PR #1532, opened 2020-10-23
Allow zapi post of s3 objects

marktwallace:
This change allows zapi push to be used with S3 data, e.g.

zapi -s sp1 post s3://mybucket/conn.log.gz

I wanted this feature for testing distributed zqd features, and I also think it is useful for end-users.

Three things needed to change:

(1) the zapi api needed to not change names prefixed by "s3://" into absolute paths

(2) zqd/ingest/log.go needed to switch from opening files to using ReadClosers provided by iosrc.
This was Al's idea, and it worked really well!

(3) zqd spills to /tmp when processing the post request, so I needed to add a /tmp dir in the K8s deployment template.

### DIFF
--- a/charts/zqd/templates/deployment.yaml
+++ b/charts/zqd/templates/deployment.yaml
@@ -84,7 +84,9 @@ spec:
             {{- toYaml .Values.resources | nindent 12 }}
           volumeMounts:
             - mountPath: /spaces
-              name: spaces-volume     
+              name: spaces-volume
+            - mountPath: /tmp
+              name: tmp-volume                   
       {{- with .Values.nodeSelector }}
       nodeSelector:
         {{- toYaml . | nindent 8 }}
@@ -99,4 +101,6 @@ spec:
       {{- end }}
       volumes:
         - name: spaces-volume
+          emptyDir: {}
+        - name: tmp-volume
           emptyDir: {}
--- a/cmd/zapi/cmd/post/post.go
+++ b/cmd/zapi/cmd/post/post.go
@@ -116,6 +116,19 @@ func abspaths(paths []string) ([]string, error) {
 	var err error
 	out := make([]string, len(paths))
 	for i, path := range paths {
+		// Special handling for paths starting with S3:
+		// we will not convert to absolute path -MTW
+		if path[0:4] == "s3:/" {
+			out[i] = path
+			continue
+		}
+		// TODO: This looks wrong to me,
+		// because it assumes that zapi and zqd
+		// are using the same filesystem. If they do not,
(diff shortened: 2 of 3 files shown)


cmd/zapi/cmd/post/post.go
```diff
@@ -116,6 +116,19 @@ func abspaths(paths []string) ([]string, error) {
 	var err error
 	out := make([]string, len(paths))
 	for i, path := range paths {
+		// Special handling for paths starting with S3:
```
alfred-landrum, line 119: How about calling `uri, err := ParseURI` (instead of the prefix check), and then setting `out[i] = uri.String()` of the result? That would pair well with using the ParseURI in zqd. For file paths, ParseURI will send the absolute path, so the filepath.Abs call below could be removed.

cmd/zapi/cmd/post/post.go
```diff
@@ -116,6 +116,19 @@ func abspaths(paths []string) ([]string, error) {
...
+		// we will not convert to absolute path -MTW
+		if path[0:5] == "s3://" {
+			out[i] = path
+			continue
+		}
+		// TODO: This looks wrong to me,
```
alfred-landrum, line 125: This is the current behavior because it was based around the Brim/zqd setup. The work in #1336 is a move towards not passing file paths at all to zqd.

cmd/zapi/cmd/post/post.go
marktwallace: Good suggestion, I will make that change

charts/zqd/templates/deployment.yaml
```diff
@@ -84,7 +84,9 @@ spec:
             {{- toYaml .Values.resources | nindent 12 }}
           volumeMounts:
             - mountPath: /spaces
-              name: spaces-volume     
+              name: spaces-volume
+            - mountPath: /tmp
```
alfred-landrum, line 88: Did you need to add this because there was no `/tmp` present on the filesystem? Or because you wanted to ensure the directory was empty on launch?

alfred-landrum (approved):

charts/zqd/templates/deployment.yaml
marktwallace: The /tmp directory was not present. Making /tmp a emptyDir{} will allow files written to /tmp to go to a ramdisk which will have the same lifetime as the container.

nwt: @marktwallace: A RAM disk isn't going to work very well for an S3 object larger than RAM.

■ ■ ■ ■ ■ ■ ■

* Work instruction:
Reproduce every line of the listing above in which the string "templates" appears.

* Answer to this exercise:
--- a/charts/zqd/templates/deployment.yaml
+++ b/charts/zqd/templates/deployment.yaml
charts/zqd/templates/deployment.yaml
charts/zqd/templates/deployment.yaml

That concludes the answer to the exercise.